Monte Carlo – Hotel Riviera Palace ENTRE LUXE ET MISERE Deux mondes se côtoient, quasi imbriqués : le luxe et la misère. Ainsi le splendide escalier du Riviera Palace, qui relie cet hôtel luxueux de renommée internationale au coeur de la cité, passe au milieu du bidonville du Carnier.

“ Ceux d’en bas “ constituent une société cosmopolite, hétérogène, surtout urbaine dont les besoins en infrastructures sont énormes.

DES INTÉRÊTS INCONCILIABLES

Le 4 novembre 1894 les habitants de la Basse-Turbie adressent une pétition aux élus pour l’érection d’une église au Carnier.
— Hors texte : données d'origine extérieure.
PR #470, opened 2022-05-29
refactor automodel

fcakyon:
update `from_layer` metod to be more generic

### DIFF
--- a/sahi/auto_model.py
+++ b/sahi/auto_model.py
@@ -120,7 +120,8 @@ class AutoDetectionModel:
         else:
             raise Exception(f"Unsupported model: {type(layer_model)}. Only YOLOv5 models are supported.")
 
-        DetectionModel = MODEL_TYPE_TO_MODEL_CLASS_NAME[model_type]
+        class_name = MODEL_TYPE_TO_MODEL_CLASS_NAME[model_type]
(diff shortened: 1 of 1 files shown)


sahi/auto_model.py
```diff
@@ -119,16 +116,17 @@ def from_layer(
...
-                category_remapping=category_remapping,
-                image_size=image_size,
-            )
+            model_type = "yolov5"
         else:
             raise Exception(f"Unsupported model: {type(layer_model)}. Only YOLOv5 models are supported.")
 
-        return model
+        DetectionModel = MODEL_TYPE_TO_MODEL_CLASS_NAME[model_type]
+        return DetectionModel(
```
devrimcavusoglu, line 125: MODEL_TYPE_TO_MODEL_CLASS_NAME is a `Dict[str, str]`, so `DetectionModel` is also a `str` object. I think we have a typo here, DetectionModel was first needs to be imported/loaded and then instantiated.

devrimcavusoglu (changes requested):

devrimcavusoglu (approved):

sahi/auto_model.py
fcakyon: fixed :+1:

La demande provoque la réprobation unanime des conseillers turbiasques, majoritaires au sein du conseil municipal. Cette imposante majorité, qui bloque toute décision favorable, est mal vécue par “ ceux d’en bas “ qui ne parviennent pas, ou peu, à être représentés au sein du Conseil. Le 23 novembre 1894, les habitants des bas quartiers adressent au Préfet une nouvelle pétition tendant à ce que les quartiers suburbains soient érigés en commune autonome. Mais les efforts pour obtenir le découpage de la commune en deux –une partie supérieure et l’autre comprenant tous les quartiers dits “ inférieurs ” (le Carnier, le Cap d’Ail) – restent vains et la proposition est définitivement rejetée par l’assemblée départementale.

L’aspect budgétaire apparaît prépondérant, le budget communal turbiasque ne pouvant supporter les frais d’équipement du Carnier.
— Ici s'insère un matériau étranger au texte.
PR #512, opened 2022-06-25
if none any slicing params calculate automatic these params

mcvarer:
- If I do not want to give slicing parameters or 
- I do not know what to give, 

 it **automatically calculates** slicing parameters according to the resolution of the image.


fcakyon:
@mcvarer this is an awesome contribution!

Would you mind adding a few unittests for some of the functions you introduced? You can create a new file named `tests/test_autoslice.py` and take slicing tests as reference: https://github.com/obss/sahi/blob/main/tests/test_slicing.py

mcvarer:
> @mcvarer this is an awesome contribution!
> 
> Would you mind adding a few unittests for some of the functions you introduced? You can create a new file named `tests/test_autoslice.py` and take slicing tests as reference: https://github.com/obss/sahi/blob/main/tests/test_slicing.py

Thank you so much. @fcakyon

sahi/slicing.py
```diff
@@ -466,3 +469,205 @@ def slice_coco(
...
+
+
+def calc_slice_params(height: int, width: int):
+    """
+    According to Image HxW calculate overlap sliding window and buffer params
+    factor is the power value of 2 closest to the image resolution.
+        factor <= 18: low resolution image such as 300x300, 640x640
+        18 < factor <= 21: medium resolution image such as 1024x1024, 1336x960
+        21 < factor <= 24: upper medium resolution image such as 2048x2048, 2048x4096, 4096x4096
+        factor > 24: high resolution image such as 6380x6380, 4096x8192
```
devrimcavusoglu, line 656: I'm not sure about this as it may not reflect the true standards (but it approximates), but what about changing `upper medium -> high` and `high -> ultra high` ? @mcvarer @fcakyon

sahi/slicing.py
```diff
@@ -466,3 +469,205 @@ def slice_coco(
...
+        slice_row, slice_col, overlap_height_ratio, overlap_width_ratio = slide * 2, slide, ratio, ratio
+    elif orientation == "square":
+        slice_row, slice_col, overlap_height_ratio, overlap_width_ratio = slide, slide, ratio, ratio
+
+    return slice_row, slice_col, overlap_height_ratio, overlap_width_ratio  # noqa
+
+
+def calc_resolution_factor(resolution: int) -> int:
+    """
+    According to image resolution calculate power(2,n) and return most close number return
```
devrimcavusoglu, line 497:
```suggestion
    According to image resolution calculate power(2,n) and return the closest smaller `n`.
```

I added smaller as it acts like floor rather than round.

sahi/slicing.py
```diff
@@ -466,3 +469,205 @@ def slice_coco(
...
+
+    """
+    expo = 0
+    while np.power(2, expo) < resolution:
+        expo += 1
+
+    return expo - 1
+
+
+def cal_aspect_ratio_orientation(width: int, height: int) -> str:
```
devrimcavusoglu, line 511: Do we actually need this function ? Maybe I didn't get it, but why not simply check `height>width`, `height<width`, `height=width` ?

sahi/slicing.py
```diff
@@ -466,3 +469,205 @@ def slice_coco(
...
+    y = int(height / r)
+    if x < y:
+        return "vertical"
+    elif x > y:
+        return "horizontal"
+    else:
+        return "square"
+
+
+def low_resolution(height: int, width: int):
```
devrimcavusoglu, line 537: please combine all of these in one function `low_resolution`, `medium_resolution`, `upper_medium_resolution`, `high_resolution`, and introduce parameter(s) for marginal values e.g `ratio` and `slide`.

sahi/slicing.py
```diff
@@ -30,7 +30,7 @@
 def get_slice_bboxes(
     image_height: int,
     image_width: int,
-    slice_height: int = 512,
+    slice_height: int = None,
```
devrimcavusoglu, line 33: Well, I think there can be better alternative instead of this. My thought is if we gonna make this `None`, make both `slice_height` and `slice_width` `None`, and introduce a new parameter for auto compute, like the following

```python
def get_slice_bboxes(
  ...,
  slice_height: int = None,
  slice_width: int = None,
  auto_slice_resolution: bool = True,
  ...,
)

if slice_height and slice_width:  # If both are not None
  y_overlap = int(overlap_height_ratio * slice_height)
  x_overlap = int(overlap_width_ratio * slice_width)
elif auto_slice_resolution: 
  x_overlap, y_overlap, slice_width, slice_height = calc_slice_params(height=image_height, width=image_width)
else:
  raise ValueError("Compute type is not auto and no values are provided.")  # Mine is just a placeholder message
```

, or alternatively

```python
def get_slice_bboxes(
  ...,
  slice_height: int = 512,
  slice_width: int = 512,
  auto_slice_resolution: bool = False,
  ...,
)

if auto_slice_resolution:  
  x_overlap, y_overlap, slice_width, slice_height = calc_slice_params(height=image_height, width=image_width)
elif slice_height and slice_width:  # If both are not None
  y_overlap = int(overlap_height_ratio * slice_height)
  x_overlap = int(overlap_width_ratio * slice_width)
else:
  raise ValueError("Compute type is not auto and no values are provided.")  # Mine is just a placeholder message
```
In the second implementation, we preserve default values as `512`, but if `auto_slice_resolution` is `True`, then it disregards whatever `slice_height` and `slice_width` is given.

wdyt ? @mcvarer @fcakyon

sahi/slicing.py
```diff
@@ -519,141 +519,94 @@ def cal_aspect_ratio_orientation(width: int, height: int) -> str:
...
     Returns:
-        default overlap params
+        x_overlap, y_overlap, slice_width, slice_height
     """
-    slice_height = height // 1
-    slice_width = width // 1
 
-    x_overlap = slice_width * 1
-    y_overlap = slice_height * 1
+    if resolution == "low":
```
devrimcavusoglu, line 543: Thanks for the update. One slight improvement could be to define `split_row`, `split_col`, `overlap_width_ratio`, `overlap_height_ratio` under if statements, and then after if blocks, perform the following only once, no need to repeat this under each if block.

```python
        slice_height = height // split_col  # noqa
        slice_width = width // split_row  # noqa

        x_overlap = int(slice_width * overlap_width_ratio)  # noqa
        y_overlap = int(slice_height * overlap_height_ratio)  # noqa
```

devrimcavusoglu:
Thanks for the updates @mcvarer. Currently, the PR LGTM. However, I will point one issue, now as this PR changing the default behavior of `slice_height` and `slice_width` to `None` (formerly both were `512` as default) and auto-computes them. Since the default behavior is changed, I think we need to put a warning message for few versions on stating that the default behavior is changed. Should we put such a warning message ? If so, how and where should we put the message ?

My thought is to put such warning under `get_sliced_bboxes()`, wdyt ? @fcakyon

mcvarer:
> Added comments for the last few touches. Thanks for the effort.

Thank you, i have completed your code reviews and will be commit asap after tested. @devrimcavusoglu

sahi/predict.py
```diff
@@ -171,6 +172,9 @@ def get_sliced_prediction(
             The length of buffer for slices to be used during sliced prediction, which is suitable for low memory.
             It may affect the AP if it is specified. The higher the amount, the closer results to the non-buffered.
             scenario. See [the discussion](https://github.com/obss/sahi/pull/445).
+        auto_slice_resolution: bool
+            if not set slice parameters (slice_height, slice_width),
```
devrimcavusoglu, line 176:
```suggestion
            if slice parameters (slice_height, slice_width) are not given,
```

sahi/slicing.py
```diff
@@ -63,14 +64,19 @@ def get_slice_bboxes(
     """
     slice_bboxes = []
     y_max = y_min = 0
+    logger.warning(
+        "Starting from version `0.10.2`, `auto_slice_resolution=True` is introduced as "
+        "the default behavior for determining slice height and width automatically "
+        "calculated by the image properties (resolution, aspect ratio and orientation."
```
devrimcavusoglu, line 70:
```suggestion
        "calculated by the image properties (resolution, aspect ratio and orientation)."
```

devrimcavusoglu (changes requested):

devrimcavusoglu (approved):

devrimcavusoglu:
LGTM :+1:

Ainsi l’aménagement du Carnier est laissé à l’initiative de particuliers, dont seuls les plus nantis, propriétaires en limite de la Principauté, obtiennent l’autorisation d’aménager des voies, parfois ouvertes à la circulation publique et de mettre en place des collecteurs, mais à leurs frais.
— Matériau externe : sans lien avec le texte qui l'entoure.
PR #4149, opened 2020-11-27
Remove outdated colors

usernamehw:
I don't think people are using vscode or creating a color theme that supports 3 years old outdated colors.


gregvanl:
Thanks for the tidy up!

PR #4165, opened 2020-12-05
Include webpack step in your-first-extention.md

aussiDavid:
`$ yo code` now asks to bundle the source code with webpack.
Update the documentation to include the new step

`? Bundle the source code with webpack? No`


gregvanl:
Thanks!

Ce phénomène provoquera une “urbanisation “ au coup par coup “ dont l’architecte Paul Lajoie soulignera, en son temps, le manque de cohérence.

Alors que quatre mille individus vivent déjà dans les quartiers de la Basse Turbie avec un accroissement de quatre cents individus par an, arrivent, en 1900, les élections qui désignent pour prendre en mains les destinées de la commune, Camille Blanc…

Il va se révéler l’homme de la situation.

LA VIE AU TONKIN ENTRE MISÈRE ET SOLIDARITÉ

Durant la saison d’hiver, propice au tourisme, beaucoup de chantiers de construction sont arrêtés. Malgré les difficiles conditions de vie et ces périodes de chômage, la vie au Tonkin génère aussi convivialité et solidarité dans les actes de la vie quotidienne.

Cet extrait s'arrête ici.